「不是你幹的?」王蕙娘先是長吁一口氣,接著又緊張地問:「可是,王爺那邊現在是什麼態度?王爺相信這事與你無關吧?」
她沉默了,沒有回答。
自從於香香出事之後,瑾元的眼中像是沒有了她似的,之前的柔情蜜意都在一瞬間化為烏有。
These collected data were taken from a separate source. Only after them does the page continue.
PR #219, opened 2019-04-10
Resolving problems mentioned in #218

czurnieden:
Added forgotten checks for `mp_set_int` after type-change as found by @fperrad . I hope I included all additional changes from #218 , too. Please check.


minad:
@czurnieden @fperrad The error checking will be unnecessary as soon as #221 is merged, since these calls are guaranteed to never fail. After #221 the error checking for all *set_int* and *set_long_long* calls should be removed.

For now this PR looks ok however.

PR #220, opened 2019-04-12
Add handling of MP_ITER error-code to mp_error_to_string()

nijtmans:
mp_error_to_string() doesn't handle MP_ITER currently, I think it should.

### DIFF
--- a/bn_mp_error_to_string.c
+++ b/bn_mp_error_to_string.c
@@ -3,30 +3,21 @@
 /* LibTomMath, multiple-precision integer library -- Tom St Denis */
 /* SPDX-License-Identifier: Unlicense */
 
-static const struct {
-   int code;
-   const char *msg;
-} msgs[] = {
-   { MP_OKAY, "Successful" },
-   { MP_MEM,  "Out of heap" },
-   { MP_VAL,  "Value out of range" },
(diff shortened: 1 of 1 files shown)


minad:
While you are on it - what about replacing the function with a simple switch statement. With modern compilers you can enable coverage checking then.

sjaeckel:
> **Edit**: Ok we are not using enums :(

but we should

minad:
No, not here, it would also give some kind of compatibility issues. This time in the public API, about which I am much more hesitant. My **should** was more meant as - this is how it should be done in a modern c style.

nijtmans:
I agree with the comments:  It should have been an enum, but that can cause compatibility issues in the public API, so doing that now is a bad idea!

minad:
Haha, @sjaeckel you wrote **we should**. I only thought it :)

czurnieden:
> mp_error_to_string() doesn't handle MP_ITER currently, I think it should.

Yepp, forgot it, my bad.
But at least it is documented in bn.tex ;-)

And it is not really an iteration that doesn't converge in a timely manner but the list of available candidates for the coefficient `a` ended (significant only with MP_8BIT, although the probability is sufficiently low), so `MP_ITER` is another proof that I am really bad at naming things.

PR #223, opened 2019-04-12
deprecate some macros in tommath.h

minad:
@sjaeckel Does it make sense to cleanup the public api a bit? This will only give warnings in gcc and probably clang. But I don't see a way to do this more generally.

**Edit**: I moved the MP_DEPRECATED to the public header since we might need it later. Furthermore I added MP_DEPRECATED_PRAGMA which can be used in macro situations.

### DIFF
--- a/tommath.h
+++ b/tommath.h
@@ -165,7 +165,9 @@ typedef int ltm_prime_callback(unsigned char *dst, int len, void *dat);
 #    define MP_DEPRECATED_PRAGMA(s)
 #  endif
 
-#  define DIGIT_BIT   MP_DIGIT_BIT
+/* DIGIT_BIT is used in #ifdefs, therefore we cannot use MP_DEPRECATED_PRAGMA */
+#  define DIGIT_BIT   /* DIGIT_BIT macro is deprecated, use MP_DIGIT_BIT instead */ MP_DIGIT_BIT
+
 #  define USED(m)     (MP_DEPRECATED_PRAGMA("USED macro is deprecated, use z->used instead") (m)->used)
 #  define DIGIT(m, k) (MP_DEPRECATED_PRAGMA("DIGIT macro is deprecated, use z->dp instead") (m)->dp[(k)])
 #  define SIGN(m)     (MP_DEPRECATED_PRAGMA("SIGN macro is deprecated, use z->sign instead") (m)->sign)
--- a/tommath.h
+++ b/tommath.h
@@ -148,10 +148,21 @@ typedef struct  {
 /* callback for mp_prime_random, should fill dst with random bytes and return how many read [upto len] */
 typedef int ltm_prime_callback(unsigned char *dst, int len, void *dat);
 
+#if defined(__GNUC__) && (__GNUC__ * 100 + __GNUC_MINOR__ >= 301)
+#  define MP_DEPRECATED(x) __attribute__((deprecated("replaced by " #x)))
+#  define _MP_DEPRECATED_PRAGMA(s) _Pragma(#s)
+#  define MP_DEPRECATED_PRAGMA(s) _MP_DEPRECATED_PRAGMA(GCC warning s)
+#elif defined(_MSC_VER) && _MSC_VER >= 1500
+#  define MP_DEPRECATED(x) __declspec(deprecated("replaced by " #x))
+#  define MP_DEPRECATED_PRAGMA(s) __pragma(message(s))
+#else
+#  define MP_DEPRECATED
+#  define MP_DEPRECATED_PRAGMA(s)
+#endif
 
-#define USED(m)     ((m)->used)
-#define DIGIT(m, k) ((m)->dp[(k)])
-#define SIGN(m)     ((m)->sign)
+#define USED(m)     (MP_DEPRECATED_PRAGMA("USED macro is deprecated, use z->used instead") (m)->used)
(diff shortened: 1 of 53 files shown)


tommath.h
```diff
@@ -148,10 +148,27 @@ typedef struct  {
...
+#  define MP_DEPRECATED_PRAGMA(s) __pragma(message(s))
+#else
+#  define MP_DEPRECATED
+#  define MP_DEPRECATED_PRAGMA(s)
+#endif
 
-#define USED(m)     ((m)->used)
-#define DIGIT(m, k) ((m)->dp[(k)])
-#define SIGN(m)     ((m)->sign)
+#if defined(__GNUC__) && __GNUC__ >= 3
```
sjaeckel: probably add a define `HAS_MP_DEPRECATED_PRAGMA` and check for that as here you're missing out mscv

minad: you might be looking at the first commit?

minad:
@sjaeckel I squashed the two commits to avoid confusion.

tommath.h
sjaeckel: no, I'm looking at the diff and for `_MSC_VER >= 1500` is `MP_DEPRECATED_PRAGMA` defined but this isn't catched here here.

minad: Sorry I don't understand what do you mean. Please clarify.

minad: ah ups now I got it

minad: Fixed. I should probably go to sleep.

sjaeckel: me too gn8

minad:
@sjaeckel Ready to merge?

minad:
There is only one issue I discovered - if the deprecated macros are used inside an #ifdef, the pragma blows up with a compile error instead of a warning. 

An alternative solution for macro deprecation would be the following:

~~~ c
#ifndef MP_NO_DEPRECATED_MACROS
#  warning deprecated macros enabled, define MP_NO_DEPRECATED_MACROS!
#  define DIGIT_BITS MP_DIGIT_BITS
#endif
~~~

@czurnieden What do you think?

czurnieden:
> the pragma blows up with a compile error instead of a warning

Looked good to me!?

What compiler with what error?

sjaeckel:
> There is only one issue I discovered - if the deprecated macros are used inside an #ifdef, the pragma blows up with a compile error instead of a warning.

ew, that sounds nasty

how about creating a separate header file `tommath_deprecated.h` and include that one in `tommath.h`?

there then use this approach

> ```c
> #ifndef MP_NO_DEPRECATED_MACROS
> #  warning deprecated macros enabled, define MP_NO_DEPRECATED_MACROS!
> #  define DIGIT_BITS MP_DIGIT_BITS
> #endif
> ```

and also protect the header file probably by `#pragma once` for compilers which support it + include guards for the rest!?

if it's in a separate file we can simply throw that file away in 2.0.0

after this is resolved the PR LGTM

minad:
@czurnieden This is a minor thing and a bit of a trade off what library users will see when they use deprecated macros.

Assume a library user does the following:

Alternative 1 (in this PR):
~~~ c
int a = DIGIT_BITS; /* compiles, but gives deprecation warning */
#if DIGIT_BITS < 32 /* compile error, no deprecation warning! */
~~~

Alternative 2 (with MP_NO_DEPRECATED_MACROS):
~~~ c
/* ALWAYS prints warning until user defines MP_NO_DEPRECATED_MACROS */
int a = DIGIT_BITS; /* compiles, no warning */
#if DIGIT_BITS < 32 /* compiles, no warning */
~~~

minad:
@sjaeckel Ok, I try to fix this.

minad:
@sjaeckel See my latest commit introducing the MP_NO_DEPRECATED macro. I didn't add additional headers. Grepping for DEPRECATED will show all the deprecated stuff when we are going to remove it.

sjaeckel:
> The macro is intentionally prefixed by an underscore to emphasise that
> its only for internal usage.

and what do we do with the C standard saying that this means it's UB?

How about calling it `INTERNAL_MP_...` instead?

minad:
> The macro is intentionally prefixed by an underscore to emphasise that its only for internal usage.

Hmm, I don't think there is a problem. There are other places where I used a _ prefix. But I can change this since INTERNAL_ is a bit more clear.

sjaeckel:
> Hmm, I don't think there is a problem. There are other places where I used a _ prefix

It's no real problem AFAICT, just the standard telling us what we're allowed to do and what not...

c.f. https://github.com/libtom/libtomcrypt/issues/448

tommath_private.h
```diff
@@ -33,6 +25,10 @@ extern void *MP_CALLOC(size_t nmemb, size_t size);
 extern void MP_FREE(void *mem, size_t size);
 #endif
 
+/* TODO: Remove PRIVATE_MP_WARRAY as soon as deprecated MP_WARRAY is removed from tommath.h */
```
sjaeckel: :+1:

minad:
@sjaeckel Hmm, I played a bit with the patched PR. I must admit that I don't really like the new solution since it always prints a warning even if nothing deprecated is used. I think this will produce much more annoyance for the users in contrast to Alternative 1, where breakage will only occur if DIGIT_BITS is used in an #ifdef, which is rather improbable.

The other possibility would be to just `#define DIGIT_BITS MP_DIGIT_BITS`, but this would then lead to breakage when DIGIT_BITS is removed at some point.

minad:
closed in favor of #226

PR #225, opened 2019-04-19
Test against multiple specific clang/gcc versions

### LINKED ISSUE #208: Pick a few compiler versions and test against them
Pick a few "supported" compiler versions and test against them on Travis. Right now we are just testing against what is there, whatever that is.

This does not mean that older or other compilers won't work, since tommath is very conservative in that regard. They are just not tested during CI runs.

minad:
Fixes #208

### DIFF
--- a/.travis.yml
+++ b/.travis.yml
@@ -112,7 +112,7 @@ matrix:
             - gcc-4.9
 
     # clang for x86-64 architecture (64-bit longs and 64-bit pointers)
-    - env: BUILDOPTIONS='--with-cc=clang-7 --with-m64 --with-valgrind'
+    - env: CONV_WARNINGS=1 BUILDOPTIONS='--with-cc=clang-7 --with-m64 --with-valgrind'
     - env: BUILDOPTIONS='--with-cc=clang-6.0 --with-m64 --with-valgrind'
       addons:
         apt:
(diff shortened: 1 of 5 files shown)


minad:
@sjaeckel I added the Wconversion warnings here - enabled only on recent clang-7 which does not give unneessary false positives.

.travis.yml
```diff
@@ -31,15 +31,15 @@ branches:
...
-# Additional installs are Valgrind for the memory-tests
-# and gcc-multilib for the compilation of the different
-# architectures.
+# Additional installs: Valgrind for memory tests.
 install:
   - sudo apt-get update -qq
   - sudo apt-get install valgrind
-  - sudo apt-get install gcc-multilib
+  - apt-cache search gcc | grep '^gcc-[0-9\.]* '
+  - apt-cache search clang | grep compiler
```
czurnieden: I would install them individually instead. The newer ones won't be a problem but the older ones, like e.g.: gcc-4.7 might. Or set the distribution which would be the safest variant, I think.

minad:
> More castings than in a trauma centre in Aspen/Colorado in high season but otherwise&hellip

But only in the tests suite :)

.travis.yml
minad: The compileds are installed separately. The distro is fixed. These lines just print the available compilers in the package database.

PR #226, opened 2019-04-25
Deprecate macros (2)

minad:
Compare with #223. I think this version is more reasonable.


minad:
@sjaeckel ok to merge this?

PR #229, opened 2019-05-03
Allow setting tuning parameters via -D

nomeata:
Depending on the environment, it might be nicer to be able to set the tuning parameters simply via `-D` than via a defining them in another file that is linked into the program.

### DIFF
--- a/tommath.h
+++ b/tommath.h
@@ -118,10 +118,18 @@ typedef uint64_t             mp_word;
 typedef int           mp_err;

瑾元命人找來了太醫為於香香診視病情,直到天黑了,才注意到一直站在旁邊的她,也只是淡淡地說:「你先回去休息吧,這邊的事不用你管了。」
不用她管,這是讓她放心,還是將她摒棄成局外人呢?抑或,他的心頭已經開始對她懷疑了?就像外面的流言蜚語一樣、就像生她養她的母親一樣,都以為是她給於香香下毒……
她在屋子裡等了兩天,瑾元都沒有顧及到她,荷香為她非常叫屈。
「王妃,都是您好心非要給於香香做什麼燕窩,現在卻被人栽贓陷害。」
雁融反問道:「你相信我沒有叫人下毒?」
「當然啊!」荷香瞪著眼睛,差點沒跳起來,「您連廚房都沒有去過,而且您有什麼理由給她下毒啊?人人都看著的笨辦法,就是奴婢我都不會用,您這麼聰明的人,當然更不會用了。」
她不禁苦笑,連荷香這樣的孩子都可以如此明白地看出這裡面另有內幕,那麼瑾元呢?他就這麼輕易上當了嗎?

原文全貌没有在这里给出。